Which of the lines below mention the word "deprecationwarning"? Pull each one out.

■ Records to process:
=== Section Start ===

Issue #936, opened 2022-05-02
Add generic save/load functions to all darts models


sotte:
**Is your feature request related to a current problem? Please describe.**
`darts` offers a nice interface to train/evaluate models independent of the implementation (`statsmodels`, `torch`, `prophet`, etc.), but it does not offer the same interface for serializing/deserializing models. It would be great if darts models offered generic save/load functions.

Right now only (?) the `pyroch` models have the save/load feature, other models mostly rely on pickling the models.

**Describe proposed solution**
`darts` implements save/load for each model framework that it supports.

* use the current implementation for pytorch models
* joblib pickle for the sklearn like models ([details](https://scikit-learn.org/stable/modules/model_persistence.html))
* pickle for statsmodels (?)
* etc.

**Additional context**
This feature would make it easier to add `darts` to framework independent model serving tools like `bentoml`, see https://github.com/bentoml/BentoML/issues/2368 for details.

hrzn:
+1
Thanks for raising! Adding to our backlog :)
Would you want to contribute something around this?

sotte:
As usual there are time constraints regarding contributions :(

Also right now this issue is not well defined yet. Do we just want to use existing serialization formats? Do we want to define wrap existing formats into a darts format (just a fancy name, but maybe all serialized models look like `model.darts` instead of framework specific names)? Do we want to save additional meta data? Do we want to create just one file or a folder?
Do you @hrzn and your folks have any opinions on this?

hrzn:
@sotte https://github.com/unit8co/darts/pull/1070 introduced generic `save()` and `load()` methods for all forecasting models. PyTorch models rely on `torch.save()` and other models rely on pickle by default. Hopefully we're in a better state than before already.

PR #1070, opened 2022-07-12
Feat/generic save load

brunnedu:
Addresses #936

First version of generic save and load methods for `ForecastingModels`

For now, we have decided to implement generic save and load methods for all `ForecastingModels` using joblib, as long as there is no better alternative for a particular model subclass, as is currently the case only for `TorchForecastingModels`. We decided to take this approach because most libraries either suggest doing it this way ([sklearn](https://scikit-learn.org/stable/model_persistence.html)) or wrap a very similar solution themselves ([statsmodels](https://www.statsmodels.org/dev/_modules/statsmodels/iolib/smpickle.html)). 

There are obvious downsides to this solution regarding maintainability and security such as the following ones:
- `ForecastingModels` saved in one version of darts might not be loadable in another version of darts or they could exhibit unexpected behavior.
- One should never call `ForecastingModel.load_model()` on untrusted data as it could lead to malicious code being executed upon loading.

I'm open to hearing your opinion on the current implementation and the additional functionality you believe those methods should contain.


darts/models/forecasting/torch_forecasting_model.py
```diff
@@ -1278,20 +1278,18 @@ def save_model(self, path: str) -> None:
...
 
         # We save the whole object to keep track of everything
         with open(path, "wb") as f_out:
             torch.save(self, f_out)
 
         # In addition, we need to use PTL save_checkpoint() to properly save the trainer and model
         if self.trainer is not None:
-            base_path = path[:-8]
-            path_ptl_ckpt = base_path + "_ptl-ckpt.pth.tar"
+            base_path = path.split(".")[0]
```
hrzn, line 1291: Shouldn't you set aside the last token instead? I.e. make it work if the provided path is e.g. `my.model.v.0.pt`

darts/models/forecasting/forecasting_model.py
```diff
@@ -12,14 +12,17 @@
...
+import os
 import time
 from abc import ABC, ABCMeta, abstractmethod
 from collections import OrderedDict
 from itertools import product
 from random import sample
-from typing import Any, Callable, Dict, List, Optional, Sequence, Tuple, Union
+from typing import Any, BinaryIO, Callable, Dict, List, Optional, Sequence, Tuple, Union
 
+import joblib
```
hrzn, line 25: Do joblib or BinaryIO require new dependencies?

darts/models/forecasting/forecasting_model.py
```diff
@@ -896,6 +899,63 @@ def model_params(self) -> dict:
             self._model_params if hasattr(self, "_model_params") else self._model_call
         )
 
+    def save_model(
```
hrzn, line 902: I'd have preferred to call them `save()` and `load()`, but maybe it is too late...
We could perhaps deprecate these names with a warning message, and mention in the future only `save()` and `load()` will be available. WDYT?

darts/models/forecasting/forecasting_model.py
```diff
@@ -896,6 +899,63 @@ def model_params(self) -> dict:
...
+        ----------
+        path
+            Path under which to save the model at its current state.
+        joblib_kwargs
+            Keyword arguments passed to `joblib.dump()`
+        """
+
+        if path is None:
+            # default path
+            path = f"{type(self).__name__}_{datetime.now().strftime('%Y-%m-%d-%H-%M-%S')}.pkl"
```
hrzn, line 917: You could factor out a function giving you default names.

darts/models/forecasting/forecasting_model.py
```diff
@@ -896,6 +899,63 @@ def model_params(self) -> dict:
...
+
+        if isinstance(path, str):
+            raise_if_not(
+                os.path.isdir(os.path.dirname(path)),
+                f"The dictionary {os.path.dirname(path)} doesn't exist",
```
hrzn, line 922:
```suggestion
                f"The directory {os.path.dirname(path)} doesn't exist",
```

darts/models/forecasting/forecasting_model.py
```diff
@@ -896,6 +899,63 @@ def model_params(self) -> dict:
...
+        Parameters
+        ----------
+        path
+            Path from which to load the model.
+        """
+
+        if isinstance(path, str):
+            raise_if_not(
+                os.path.exists(path),
+                f"The path {path} doesn't exist",
```
hrzn, line 946:
```suggestion
                f"The file {path} doesn't exist",
```

darts/models/forecasting/forecasting_model.py
brunnedu: no, joblib is a dependency of sklearn and BinaryIO is part of the typing module.

darts/models/forecasting/forecasting_model.py
brunnedu: Yeah, I'd be in favor of doing this. I think as long as it is only models that we can call these methods on we don't need the "_model" suffix.

brunnedu:
Yeah this sounds like a good idea, I'll make a few trials 👍

hrzn:
> Yeah this sounds like a good idea, I'll make a few trials 👍

I don't have a strong opinion so feel also free to leave joblib.

brunnedu:
Did a few comparisons between `pickle` and `joblib` but wasn't able to tell a difference, so I think we should use `pickle` for now.

hrzn:
@brunnedu what's the status of this PR? Anything more remaining to be done?

darts/models/forecasting/forecasting_model.py
```diff
@@ -908,6 +911,55 @@ def model_params(self) -> dict:
...
+                os.path.exists(path),
+                f"The file {path} doesn't exist",
+                logger,
+            )
+
+            # Load the object using joblib
+            with open(path, "rb") as handle:
+                model = pickle.load(file=handle)
+        else:
+
```
hrzn, line 958:
```suggestion
```

darts/models/forecasting/torch_forecasting_model.py
```diff
@@ -1300,6 +1300,36 @@ def save_model(self, path: str) -> None:
...
+            torch.save(self, f_out)
+
+        # In addition, we need to use PTL save_checkpoint() to properly save the trainer and model
+        if self.trainer is not None:
+            path_ptl_ckpt = path + ".ckpt"
+            self.trainer.save_checkpoint(path_ptl_ckpt)
+
+    def save_model(self, path: str) -> None:
+        """
+        `TorchForecastingModel.save_model()` is deprecated and will be removed in a future darts version.
```
hrzn, line 1318: You can make this look nicer using a numpydoc deprecationwarning, something like this:
```
.. deprecated:: 0.21.0
          `TorchForecastingModel.save_model()` is deprecated and will be removed in a future darts version.
          Please use `TorchForecastingModel.save()` instead.
```

darts/models/forecasting/torch_forecasting_model.py
```diff
@@ -1300,6 +1300,36 @@ def save_model(self, path: str) -> None:
         # TODO: the parameters are saved twice currently, once with complete
         # object, and once with PTL checkpointing.
 
+        if path is None:
+            # default path
+            path = f"{type(self).__name__}_{datetime.datetime.now().strftime('%Y-%m-%d-%H-%M-%S')}.pt"
```
hrzn, line 1305: Could we maybe extract this out in a `ForecastingModel.get_default_save_path()` method?
This would avoid having this default convention written twice (in ForecastingModel and TorchForecastingModel).

darts/models/forecasting/torch_forecasting_model.py
```diff
@@ -1300,6 +1300,36 @@ def save_model(self, path: str) -> None:
...
+        ----------
+        path
+            Path under which to save the model at its current state.
+        """
+
+        save_warning = """`TorchForecastingModel.save_model()` is deprecated and will be removed in a future darts version.
+        Please use `TorchForecastingModel.save()` instead."""
+        raise_deprecation_warning(save_warning, logger)
+
         raise_if_not(
```
hrzn, line 1333: Don't you want to call `self.save()` instead of running the code below?

darts/models/forecasting/torch_forecasting_model.py
```diff
@@ -1327,7 +1357,42 @@ def load_model(path: str) -> "TorchForecastingModel":
...
                 from darts.models import RNNModel
 
-                model_loaded = RNNModel.load_model("my_model.pth.tar")
+                model_loaded = RNNModel.load("my_model.pth.tar")
+            ..
+
+        Parameters
+        ----------
+        path
+            Path under which to save the model at its current state. The path should end with '.pth.tar'
```
hrzn, line 1366: Do we want to keep enforcing that the path ends with `.pth.tar`? The default save path does not seem to satisfy this.

darts/models/forecasting/torch_forecasting_model.py
```diff
@@ -1327,7 +1357,42 @@ def load_model(path: str) -> "TorchForecastingModel":
...
+        if os.path.exists(path_ptl_ckpt):
+            model.model = model.model.__class__.load_from_checkpoint(path_ptl_ckpt)
+            model.trainer = None
+
+        return model
+
+    @staticmethod
+    def load_model(path: str) -> "TorchForecastingModel":
+        """
+        `TorchForecastingModel.load_model()` is deprecated and will be removed in a future darts version.
```
hrzn, line 1383: Same here, a `deprecationwarning` would look nicer in the compiled docs.

darts/models/forecasting/torch_forecasting_model.py
```diff
@@ -1336,6 +1401,12 @@ def load_model(path: str) -> "TorchForecastingModel":
             Path under which to save the model at its current state. The path should end with '.pth.tar'
         """
 
+        load_warning = (
+            "`TorchForecastingModel.load_model()` is deprecated and will be removed in a future darts "
+            "version. Please use `TorchForecastingModel.load()` instead."
+        )
+        raise_deprecation_warning(load_warning, logger)
+
         raise_if_not(
```
hrzn, line 1410: Same comment here, don't you want to replace the code below by a call to `self.load()` ?

darts/tests/models/forecasting/test_global_forecasting_models.py
```diff
@@ -164,6 +173,45 @@ def test_save_model_parameters(self):
...
+                # test save
+                model.save()
+                model.save(model_path)
+
+                self.assertTrue(os.path.exists(full_model_path))
+
+                # test load
+                loaded_model = type(model).load(model_path)
+
+                self.assertEqual(
```
hrzn, line 209: Nice 👍

hrzn (commented):
Looks good! Only a few minor comments :)

darts/tests/models/forecasting/test_global_forecasting_models.py
```diff
@@ -164,6 +173,45 @@ def test_save_model_parameters(self):
...
+                forecasting_horizon = 4
+                model_path = type(model).__name__
+
+                full_model_path = os.path.join(self.temp_work_dir, model_path)
+
+                model.fit(self.ts_pass_train)
+                model_prediction = model.predict(forecasting_horizon)
+
+                # test save
+                model.save()
```
dennisbader, line 201: we might want to check here as well that the file is saved at the desired location when not giving a path.
You can see everything that was saved with `os.walk(self.temp_work_dir)`.

darts/tests/models/forecasting/test_local_forecasting_models.py
```diff
@@ -97,13 +101,56 @@ class LocalForecastingModelsTestCase(DartsBaseTestClass):
...
+            model_prediction = model.predict(self.forecasting_horizon)
+
+            # test save
+            model.save()
+            model.save(model_path)
+            with open(model_path_f, "wb") as f:
+                model.save(f)
+
+            for full_model_p in full_model_paths:
+                self.assertTrue(os.path.exists(full_model_p))
```
dennisbader, line 140: Same comment as for TorchForecastingModels

darts/models/forecasting/torch_forecasting_model.py
dennisbader: I think Dustin had a look at this and found that `.pth.tar` is more of a relic. It looks like `.pt` is now recommended. With the current code I don't think we have to enforce any file ending and just append `.ckpt` to the checkpoint file.

The parameter description needs to be updated though :)

dennisbader (commented):
Looks good to me as well :) Thanks for this, finally we have built in saving and loading for all models!
Just had a few minor comments/additions to @hrzn's comments

darts/models/forecasting/torch_forecasting_model.py
brunnedu: Sounds like a good idea. I didn't do it because of the different filename extensions (.pt and .pkl) but now I'll just add the filename extensions separately and use `ForecastingModel.get_default_save_path()` for the main part.

darts/models/forecasting/torch_forecasting_model.py
hrzn: OK, what you suggest sounds good 👍

darts/models/forecasting/torch_forecasting_model.py
```diff
@@ -1289,71 +1289,117 @@ def _batch_collate_fn(batch: List[Tuple]) -> Tuple:
...
 
-    def save_model(self, path: str) -> None:
-        """Saves the model under a given path. The path should end with '.pth.tar'
+    def save(self, path: Optional[str] = None) -> None:
+        """
+        Saves the model under a given path.
+
+        Creates two files under ``path`` (model object) and ``path``.ckpt (checkpoint).
+
+        Example for saving and loading a :class:`RNNModel`:
```
hrzn, line 1298: 💯

hrzn (approved):
Awesome 🚀

Issue #1075, opened 2022-07-14
Static Covariates after from fill_missing_values


nydaniel:
When using the function fill_missing_values the returned TimeSeries does not have the static covariates of the original TimeSeries

```
values = np.array([0, 1, 2, np.nan])
static_series = pd.Series([10, 20, 30], index=['a', 'b', 'c'])
ts = darts.TimeSeries.from_values(values, static_covariates=static_series)
print(ts.has_static_covariates)
new_ts = fill_missing_values(ts, fill=0.0)
print(new_ts.has_static_covariates)
```

This code outputs `True` for the first print statement and `False` for the second print statement.

nydaniel:
Happy to help and thanks a lot for the development effort

hrzn:
This one was fixed in https://github.com/unit8co/darts/pull/1076 and released.

PR #1076, opened 2022-07-14
Propagate static covs and hierarchy in missing value filler

hrzn:
Solves #1075


dennisbader (approved):
Looks great, thanks for quickly fixing these issues with static covs :)

PR #1106, opened 2022-07-31
Fix/fix various issues

hrzn:
* Fixes a recent issue with xarray 2022-06, which changed `reset_index()` behaviour (see https://github.com/pydata/xarray/issues/6607). We now re-build the DataArrays from scratch with proper coordinates instead of relying on `reset_index()`.

* Fixes an issue due to the latest release of StatsForecast, which contained a breaking change, by fixing the version number.

* Small improvements to TimeSeries user guide.


dennisbader (approved):
Thanks a lot for fixing these issues! Looks good 👍

Issue #1101, opened 2022-07-28
Implement min_train_series_length() method for the FourTheta model


rijkvandermeulen:
**Is your feature request related to a current problem? Please describe.**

=== Section End ===

■ Your solution:
hrzn, line 1318: You can make this look nicer using a numpydoc deprecationwarning, something like this:
hrzn, line 1383: Same here, a `deprecationwarning` would look nicer in the compiled docs.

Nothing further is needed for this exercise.